The entries below must be retyped in full. Keep every word the same.

*** Material supplied Section Begins ***

PR #57, opened 2019-01-09
RCC configuration refactoring

albru123:
RCC configuration has been separated into methods and cleaned up a bit
PLL configuration has been extracted into separate entity
PLLQ value is now being set, so 48 MHz can be generated whenever
possible
IDEA folder (.idea) has also been added to .gitignore in the process

There might be some changes to code style, as IDEA has its own set of (not always great) style guidelines for code auto-formatting. I have nothing against changing it back if needed.

The code has been tested to work on real hardware by @therealprof, but might need a closer look.

This is my first PR, so I'd really like to hear your opinion on the code and its quality, possible improvements and mistakes I might have made.

### DIFF
--- a/.gitignore
+++ b/.gitignore
@@ -2,3 +2,4 @@
 **/*.orig
 **/*.rs.bk
 Cargo.lock
+.idea/
--- a/src/rcc.rs
+++ b/src/rcc.rs
@@ -1,6 +1,8 @@
-use core::cmp::min;
+use core::cmp::{max, min};
 
 use crate::stm32::{FLASH, RCC};
+use crate::stm32::rcc::pllcfgr::PLLSRCW;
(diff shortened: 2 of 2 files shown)


aurelj:
One thing that could be improved is making your changes in several smaller commits with one simple self contained change per commit. This would make it easier to review your changes. (I'm not asking you to do this right now, this can be quite painful to do afterwise)

Other than that, you can also have a look at #58 (Not saying my code is better, I just did it differently, which might give you some other ideas).

albru123:
@aurelj The changes were separate commits at first, but then I made some commits with WIP code to synchronize it between my machines, so I decided to squash all the changes to avoid confusion.

albru123:
Since the ideas I presented in this PR more or less made it into the HAL, I'll close this.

*** Material supplied Section Ends ***

:: Task answer ::
PR #57, opened 2019-01-09
RCC configuration refactoring

albru123:
RCC configuration has been separated into methods and cleaned up a bit
PLL configuration has been extracted into separate entity
PLLQ value is now being set, so 48 MHz can be generated whenever
possible
IDEA folder (.idea) has also been added to .gitignore in the process

There might be some changes to code style, as IDEA has its own set of (not always great) style guidelines for code auto-formatting. I have nothing against changing it back if needed.

The code has been tested to work on real hardware by @therealprof, but might need a closer look.

This is my first PR, so I'd really like to hear your opinion on the code and its quality, possible improvements and mistakes I might have made.

### DIFF
--- a/.gitignore
+++ b/.gitignore
@@ -2,3 +2,4 @@
 **/*.orig
 **/*.rs.bk
 Cargo.lock
+.idea/
--- a/src/rcc.rs
+++ b/src/rcc.rs
@@ -1,6 +1,8 @@
-use core::cmp::min;
+use core::cmp::{max, min};
 
 use crate::stm32::{FLASH, RCC};
+use crate::stm32::rcc::pllcfgr::PLLSRCW;
(diff shortened: 2 of 2 files shown)


aurelj:
One thing that could be improved is making your changes in several smaller commits with one simple self contained change per commit. This would make it easier to review your changes. (I'm not asking you to do this right now, this can be quite painful to do afterwise)

Other than that, you can also have a look at #58 (Not saying my code is better, I just did it differently, which might give you some other ideas).

albru123:
@aurelj The changes were separate commits at first, but then I made some commits with WIP code to synchronize it between my machines, so I decided to squash all the changes to avoid confusion.

albru123:
Since the ideas I presented in this PR more or less made it into the HAL, I'll close this.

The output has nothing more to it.